Combining vector retrieval, knowledge graphs, and agentic planning to improve financial due-diligence workflows.
Earnings calls are core inputs for institutional due diligence, but each transcript can span 50 to 300 pages and mix executive narratives, analyst Q&A, and structured tables. Analysts need high-confidence answers quickly across firms and quarters.
The central product decision was whether retrieval could move beyond chunk relevance into reliable, evidence-grounded financial reasoning for summaries, Q&A, and peer comparisons.
Answer targeted call questions with grounded transcript and metric evidence.
Compare guidance, risk posture, and key metric movements against prior periods.
Contrast companies in the same period without inventing unsupported numeric claims.
Retrieval-only systems can fetch relevant snippets, but often fail to combine semantic, numeric, and relational evidence into one coherent answer path.
Top chunks capture local semantics but miss cross-document and cross-quarter structure.
Without table retrieval, generated outputs drift on values and temporal attribution.
Single-pass retrieval cannot adapt to whether a question needs metrics, risks, or transcript tone.

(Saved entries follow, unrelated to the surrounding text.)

PR #264, opened 2016-09-20
[BUGFIX] Prevent not-fully translated URLs to be stored

christianfutterlieb:
Mitigates a possible cache-flooding when calling many
URLs with random parameters

### DIFF
--- a/Classes/Decoder/UrlDecoder.php
+++ b/Classes/Decoder/UrlDecoder.php
@@ -206,9 +206,24 @@ class UrlDecoder extends EncodeDecoderBase implements SingletonInterface {
 	 */
 	public function storeCacheRecord() {
 		// If it is still not there (could have been added by other process!), than store it
-		if ($this->createdCacheEntry && !$this->isExpiredPath && !$this->getFromUrlCache($this->speakingUri)) {
+		if ($this->shouldStoreCacheRecord()) {
 			$this->putToUrlCache($this->createdCacheEntry);
 		}
+	}
+
+	/**
+	 * Returns true if $this->createdCacheEntry should be stored
+	 *
+	 * @return boolean
+	 */
+	protected function shouldStoreCacheRecord()
+	{
+	    return (
+	            $this->createdCacheEntry
+	            && !$this->isExpiredPath
+	            && !$this->getFromUrlCache($this->speakingUri)
+	            && strpos($this->speakingUri, '?') === false
+	    );
 	}
 
 	/**


christianfutterlieb:
Hi Dmitry

While checking out the code I noticed, that any URL passed to `UrlDecoder` will be stored to cache table `tx_realurl_urldata`.

A simple one-liner confirms that, the table got spammed with 10'000 useless entries

    for i in {1..100} ; do for j in {1..100} ; do curl "http://myhost/page/?test%5Bparam1%5D=$i&test%5Bparam2%5D=$j" > /dev/null ; done ; done

Because there is no way to know which URLs are legitimate and can be stored, it could be a good idea to store fully translated URLs only. This would "verify" that

1. the URL is valid (otherwise `storeCacheRecord()` would not have been called)
2. the parameters are known to the configuration

Just for clarification: this applies to `UrlDecoder` only. Other URLs generated by `UrlEncoder` are not meant to be part of that logic. The difference is that the decoder reacts on user input and the encoder on (hopefully correct) configuration.

Regards, Christian

dmitryd:
Yes, this is correct. The encoder does not not have knowledge if the URL is legitimate but it saves it anyway because if such URL has to be created by the encoder, it will reuse existing URL from the cache.

Current behavior is correct. This pull request will not be implemented unless I miss something big here.

In general, open the issue first and ask. Spare me time checking the code and explaining all these details...

christianfutterlieb:
> Yes, this is correct. The encoder does not not have knowledge if the URL is legitimate but it saves it anyway because if such URL has to be created by the encoder, it will reuse existing URL from the cache.

As I explained it is not about the encoder but the decoder.

> Current behavior is correct.

Really? The part with the possible cache-flood too?

dmitryd:
I afraid you know about realurl slightly less than I do and do not understand relations between encoder & decoder and why the decoder saves URLs like that.

All decoded URLs must be saved to the cache. You can call it whatever you like but it is designed to be like that on purpose.

I do not plan to implement this change because it will cause more work for the decoder too, which means slowing down sites and complaints from users.

Please, do not try to fix something that you do not really understand. Encoder and Decoder share information and saying "it is not about the encoder but the decoder" means that you do not understand how realurl works.

This topic is closed for me. I cannot afford spending more time on this. Sorry. I have work to do.

christianfutterlieb:
I'm afraid too that you don't want to acknowledge the problem. Just forget about the patch, it's not about that piece of code, I'm talking about a security problem of realurl. I'll try to explain it in a way everybody can understand (and avoid talking about realurl internals that many people including me don't catch on to):

# Vulnerability 1: Cache Flooding in realurl cache

Realurl stores every URL it receives to a database table. Knowing that an attacker will be able to call an URL over and over again by changing arbitrary GET parameters in every request:

    https://example.org/page/?a=1
    https://example.org/page/?a=2
    https://example.org/page/?a=3
    ...

Realurl creates an entry in it's cache table in the database, even it's senseless. Like this the database table can be flooded with data leading in extremo to a system going down because of lack of storage space.

Filling the table would surely be more efficient when the produced URLs are much larger than in the example above.

# Vulnerability 2: Cache Flooding in TYPO3 pagecache

This risk applies to the development branch only. To exploit this issue, some conditions must be met:

1. TYPO3 configuration (this option is default):

    $GLOBALS['TYPO3_CONF_VARS']['FE']['pageNotFoundOnCHashError'] = true;

2. Realurl configuration (currently in development branch)

    'init/redirectOnChashError' = true;

3. The page must not have a cached version in TYPO3 pagecache (at the time of the attack)

When the attack method used in the description of the first vulnerability is run on a system that meets the above requirements, not only the realurl cache table gets flooded, but the TYPO3 pagecache too. This would be far more serious, because the page cache stores lots of data.

What happens: realurl re-creates the URL with typolink (which appends a correct cHash) and then redirects there. The page gets called with the correct cHash and will thus be cached in pagecache.

# Conclusion

I consider these to be serious security problems.

Now, @dmitryd, I hope you are willing to spend your valuable time on thinking about these vulnerabilities.

dmitryd:
No. If you think it is a vulnerability, write to security@typo3.org. But I will not be one, who "fixes" it because I will not be developing realurl for long due to people like you, who try to fix something without understanding what you are doing and how it is going to break realurl. I had enough. As soon as 2.1.0 is out, I will quit.

dmitryd:
> What happens: realurl re-creates the URL with typolink (which appends a correct cHash) and then redirects there. The page gets called with the correct cHash and will thus be cached in pagecache.

Have you actually tried that? :) I guess not. It creates such URL only if:
- there is no cHash
- the plugin requires cHash

Good luck to you and all others with realurl.

christianfutterlieb:
Glad, your about the topic, finally.

Yes, you're right, the pagecache flood only occurs with a plugin requiring a cHash, I add this to my previous post. But that is not the main problem as it is not very likely (although possible) to happen. The focus of the discussion should stay on the first problem.

I don't comment on your accusations or personal attacks. I know you've been doing really lot of oss stuff and I'm still a thankful user of TYPO3 and realurl. But in my opinion your statements are just a shame.

dmitryd:
Btw, this may get a different approach. Since the decoder cannot figure out if it decoded a URL fully correctly, it makes sense to use the url cache read-only in the decoder and not store anything. In case of a vlid url it will be re-created by the encoder anyway.

dmitryd:
https://github.com/dmitryd/typo3-realurl/compare/feature/removeUrlCacheFromDecoder

christianfutterlieb:
> .. use the url cache read-only in the decoder and not store anything ..

Good thorough solution, thanks.

Note: commit with the change: e2049d8baf9e9d004557248a0ce9e9cf0aafc9eb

Three evidence layers were integrated to support semantic retrieval and symbolic reasoning in one pipeline.
A planner model selects tools per query and returns a JSON policy (use_vector_search, use_metrics, use_segments, use_risks, plus vector_query). Retrieved evidence is fused into one JSON blob passed to the final response model with explicit grounding instructions.

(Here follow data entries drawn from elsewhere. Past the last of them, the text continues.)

PR #862, opened 2025-09-04
wip: use grid and experiment definitions

havogt:


havogt:
cscs-ci run default

havogt:
cscs-ci run default

havogt:
cscs-ci run default

model/common/tests/common/interpolation/unit_tests/test_rbf_interpolation.py
```diff
@@ -209,16 +222,21 @@ def test_rbf_interpolation_coeffs_cell(
 @pytest.mark.level("unit")
 @pytest.mark.datatest
 @pytest.mark.parametrize(
-    "grid_file, experiment, atol",
+    "experiment, atol",
     [
-        (dt_utils.R02B04_GLOBAL, dt_utils.GLOBAL_EXPERIMENT, 3e-10),
-        (dt_utils.REGIONAL_EXPERIMENT, dt_utils.REGIONAL_EXPERIMENT, 3e-3),
+        (definitions.Experiments.EXCLAIM_APE, 3e-10),
+        (definitions.Experiments.MCH_CH_R04B09, 3e-3),
```
havogt, line 228: Is the reason for the bigger error the higher resolution? Wondering if it makes sense to maintain a different threshold? Or maybe we could have a threshold per RnBk?

halungge: It happens in quite some places that the regional MCH has a higher error, also in the dycore comparision. I think there are several possible reasons for this: 
- resolution (but the R04B09 is higher resolution than the R02B04) 
- boundary effects
- possibly mixed precision, (I do not even know whether the `mch_ch_r04b09` is mixed precision)


I don't know therefore whether a threshold per RnBk would fix it. Generally, there could be the same RnBk for a regional and global grid. 

Generally, if there is no special tol like this in the test we take the looser bound, unless it is really bad like this one.

model/testing/src/icon4py/model/testing/fixtures/datatest.py
```diff
@@ -61,7 +61,10 @@ def backend(request: pytest.FixtureRequest) -> gtx_backend.Backend:
 
 
 @pytest.fixture
-def experiment():
+def experiment() -> str:  # TODO(havogt): return definitions.Experiments.MCH_CH_R04B09
```
halungge, line 64: should not this one become the parametrized fixture that you define in some test files directly. 

Even now it gets overwritten by parametrization in the tests and it is probably only here because some other fixture depends on it and/or because I thought in the beginning that you need a fixture in order to overwrite it.

model/testing/src/icon4py/model/testing/datatest_utils.py
```diff
@@ -11,66 +11,24 @@
...
-GRID_URIS = {
-    REGIONAL_EXPERIMENT: MC_CH_R04B09_DSL_GRID_URI,
-    R02B04_GLOBAL: R02B04_GLOBAL_GRID_URI,
-    R02B07_GLOBAL: R02B07_GLOBAL_GRID_URI,
-    ICON_CH2_SMALL: MCH_OPR_R04B07_DOMAIN01_GRID_URI,
-    REGIONAL_BENCHMARK: DOMAIN01_GRID_URI,
-    WEISMAN_KLEMP_EXPERIMENT: TORUS_50000x5000_RES500_GRID_URI,
-}
 
+# TODO(havogt): is this still needed?
```
halungge, line 31: probably not. We changed the type of the grid.id to `str`, so where it is needed for the grid construction other than the `GridManager` that reads it from the file attributes, you could also use the `Grid.name`, if we want to be more accurate on what it is (and be able to really validate against Grids constructed from the file then we should add it to `definitions.testing.Grid`

model/testing/src/icon4py/model/testing/definitions.py
```diff
@@ -49,19 +49,11 @@ class Grid:
     description: str
     kind: GridKind
     sizes: Mapping[Literal["cell", "edge", "vertex"], int]
-    file_name: str | None = None
-    uri: str | None = None
+    file_name: str
+    uri: str
 
 
 class Grids:
```
halungge, line 56: Are you removing this one, because it would not work with all the datatest machinery downloading files etc? I would kind of prefer to keep it here as a matter of documentation. But then again: I think the simple.py code is in the wrong place anyway. It should not be in `icon4py.model.common` but in `icon4py.model.testing`...

model/testing/src/icon4py/model/testing/definitions.py
```diff
@@ -49,19 +49,11 @@ class Grid:
     description: str
     kind: GridKind
     sizes: Mapping[Literal["cell", "edge", "vertex"], int]
-    file_name: str | None = None
-    uri: str | None = None
```
halungge, line 53: would not `GridDescription` be a better name for this?

havogt: Absolutely! Will do the change.

model/testing/src/icon4py/model/testing/datatest_utils.py
havogt: I will think about it in a later PR, should I keep the TODO or remove it?

halungge: I would only remove the `TODO` together with the `GRID_IDS`...

model/common/tests/common/interpolation/unit_tests/test_rbf_interpolation.py
msimberg: > The mapping could be just:
> {(4,9): x, (2,4): y}, doesn't have to be the full function tol(r,b)

Fair enough. Keep in mind that there will be tests with torus grids soon which would require slightly different handling (no r/b parameters).

havogt:
I'll merge and continue the cleanups of test_rbf_interpolation.py in the next PR.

Intent-aware retrieval selection with safe fallback to all-tools mode when planner output is invalid.
Combines transcript snippets, metrics, segment data, and risk rows into a single context package.
Low temperature and explicit prompts to avoid guessing numbers when data is absent.
Intent handling is prompt-driven instead of hard-coded, making the system easier to extend with new tools and workflows.
LLM-as-a-judge pilots showed strong tone/guidance synthesis but weaker reliability on strict numeric and temporal fact alignment.
| Case | Overall | Relevance | Factual | Grounded | Complete | Clear |
|---|---|---|---|---|---|---|
| Tone and guidance | 1.0 | 1.0 | 1.0 | 1.0 | 1.0 | 1.0 |
| Risk relevance | 0.1 | 1.0 | 0.0 | 0.0 | 0.2 | 1.0 |
Numeric grounding and quarter attribution remain the dominant error source in difficult queries.
Use the system for exploratory analysis, summaries, and benchmarking, while requiring citation validation and confidence checks before high-stakes numeric decisions.